Provided material.
########################################

PR #1577, opened 2026-03-24
OCPBUGS-79354: Canonicalize all IP Address comparisons

barbacbd:
1. pkg/dnshelpers/util.go
      - Added CanonicalizeIP() function (lines 37-46): Converts IP addresses to canonical form using net.ParseIP().String()
        - Normalizes IPv6 addresses (e.g., 2001:0db8::1 → 2001:db8::1)
        - Auto-converts IPv4-mapped IPv6 to IPv4 (e.g., ::ffff:192.0.2.1 → 192.0.2.1)
        - Returns original string if invalid IP
    
    2. pkg/operator/ceohelpers/common.go
      - Updated 4 functions to use canonicalization:
        - MemberToNodeInternalIP() - canonicalizes IP extracted from etcd member
        - IndexMachinesByNodeInternalIP() - canonicalizes map keys
        - FindMachineByNodeInternalIP() - canonicalizes both sides of comparison
        - VotingMemberIPListSet() - canonicalizes IPs before inserting into set
        - MemberIPSetFromConfigMap() - canonicalizes IPs from configmap
        
  3. pkg/operator/clustermemberremovalcontroller/clustermemberremovalcontroller.go

  - Updated hasInternalIP() function (line 528): Canonicalizes both machine and member IPs before comparison

  4. pkg/operator/machinedeletionhooks/machinedeletionhooks.go

  - Updated line 149: Canonicalizes machine address before set lookup

  5. pkg/operator/ceohelpers/common_test.go

  - Added comprehensive TestCanonicalizeIP() with 12 test cases covering:
    - IPv4 addresses
    - IPv6 compressed and full forms
    - IPv6 with leading zeros and mixed case
    - IPv4-mapped IPv6 conversion
    - Loopback addresses
    - Invalid IP handling

  Impact

  This fixes potential bugs where IPv6 addresses in different representations (e.g., 2001:db8::1 vs 2001:0db8:0000:0000:0000:0000:0000:0001) would fail to match, causing:
  - Machine lookups to fail
  - Member removal decisions to be incorrect
  - Deletion hooks to be misapplied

########################################

Activity.
Each of the records above is to be reproduced word for word.

Reply.
PR #1577, opened 2026-03-24
OCPBUGS-79354: Canonicalize all IP Address comparisons

barbacbd:
1. pkg/dnshelpers/util.go
      - Added CanonicalizeIP() function (lines 37-46): Converts IP addresses to canonical form using net.ParseIP().String()
        - Normalizes IPv6 addresses (e.g., 2001:0db8::1 → 2001:db8::1)
        - Auto-converts IPv4-mapped IPv6 to IPv4 (e.g., ::ffff:192.0.2.1 → 192.0.2.1)
        - Returns original string if invalid IP
    
    2. pkg/operator/ceohelpers/common.go
      - Updated 4 functions to use canonicalization:
        - MemberToNodeInternalIP() - canonicalizes IP extracted from etcd member
        - IndexMachinesByNodeInternalIP() - canonicalizes map keys
        - FindMachineByNodeInternalIP() - canonicalizes both sides of comparison
        - VotingMemberIPListSet() - canonicalizes IPs before inserting into set
        - MemberIPSetFromConfigMap() - canonicalizes IPs from configmap
        
  3. pkg/operator/clustermemberremovalcontroller/clustermemberremovalcontroller.go

  - Updated hasInternalIP() function (line 528): Canonicalizes both machine and member IPs before comparison

  4. pkg/operator/machinedeletionhooks/machinedeletionhooks.go

  - Updated line 149: Canonicalizes machine address before set lookup

  5. pkg/operator/ceohelpers/common_test.go

  - Added comprehensive TestCanonicalizeIP() with 12 test cases covering:
    - IPv4 addresses
    - IPv6 compressed and full forms
    - IPv6 with leading zeros and mixed case
    - IPv4-mapped IPv6 conversion
    - Loopback addresses
    - Invalid IP handling

  Impact

  This fixes potential bugs where IPv6 addresses in different representations (e.g., 2001:db8::1 vs 2001:0db8:0000:0000:0000:0000:0000:0001) would fail to match, causing:
  - Machine lookups to fail
  - Member removal decisions to be incorrect
  - Deletion hooks to be misapplied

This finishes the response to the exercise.